Streaming services have been late to the party in the UK compared to the US, but if you are thinking of signing up for one now is a better time than ever with offerings being a lot more mature than they were when the services debuted. Subscription package costs are quite reasonable too for the content offered. I’d recommend that you sign up for trials on each service and see which one gives the best fit for your viewing tastes: you might find that either Lovefilm or Netflix is a better fit for what you like to watch.

I also haven’t tried NowTV – Sky’s new online streaming service. It’s significantly more expensive at £15 / month, but it also has a much larger library due to Sky’s weight in the general TV market. I may give it a go after a couple of months in case I find myself running out of stuff to watch on Netflix.

A cautionary note for Linux users: none of these services will work for you. Lovefilm and Netflix both require Silverlight player, to enforce DRM restrictions; and YouTube for some reason doesn’t allow playback for film rentals on Linux either (probably due to DRM reasons again) even though its standard player is Flash-based.

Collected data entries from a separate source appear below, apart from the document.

PR #1033, opened 2021-04-16
[DebugInfo] Support for `-gpubnames` option in `flang`

SouraVX:
This option is used to generate extra debug information.
i.e
DWARFv4
`flang -gdwarf-4 -gpubnames test.c` will generate `.debug_pubnames` and
`.debug_pubtypes` in the executable.
DWARFv5
`flang -gdwarf-5 -gpubnames test.c` will generate `.debug_names` in
the executable.

Prior to this change these sections were getting generated by default.

These sections were extra and may or maynot be used by the debugger. Hence
generation of these sections are bind to this `-gpubnames` option.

I think the big gap at the moment is in how broad and deep TV show libraries are on streaming services. Hulu still hasn’t launched in the UK, despite noises being made about it back since 2009. What I found for all the three streaming service here is that the content is either something already available for free from the channel on which they air, or, when available, restricted in the number of seasons that are available. That, however, is a broader industry issue – and I hope TV networks catch on to that fact that if they don’t make content available legally, people will simply get it when they want through illegal means. Movies also have the same ‘release window’ problem, but it’s much more acute with TV shows because streaming services usually catch up with many seasons later whereas with many films I’m happy to wait until the time they become available. (The films I really want to watch, I watch in the cinema.)

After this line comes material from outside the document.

PR #1035, opened 2021-04-21
Drop building with llvm-9 and adjust the number of artifacts from classic-flang-llvm-project

michalpasztamobica:
The first change results from https://github.com/flang-compiler/classic-flang-llvm-project/pull/33.
The second change adjusts the expected number of artifacts to 3. We used to have every branch built with llvm-9,10,11 and gcc-10,11 (total 5), but now we will only build llvm-10,11 and gcc-10.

I think what I like best about streaming video – Netflix in particular – is that it makes finding new stuff to watch so effortless. I don’t need to go hunting for links on illegal streaming sites or worry about what quality the video will be. I like the simplicity and I want content creators to be compensated for their work. I hope that this march towards a future of on-demand content does not get bogged down with exclusive deals which effectively silo different content across multiple services.

N.B. I realise that it’s hard to objectively call Lovefilm’s UX bad without further data. Craigslist, for instance, stands out as an example of website design that doesn’t turn heads but clearly works for them. The only measure that can really speak definitively is data from split testing of design / functionality, or revenues. Here again, the problem is that Lovefilm may have higher revenue due to its volumes in the DVD retail business, so any comparison would need to be done on revenue purely for its streaming business versus Netflix’s. And that data is not easily available. Perhaps Lovefilm has found their design does work them, due to familiarity in the eyes of its users versus Netflix users who may be ‘savvier’ (again, a question that cannot be answered without knowing demographics). My intention in writing this blog post was to present what I felt about the design and service of the two contenders – in the hope that some people find it useful.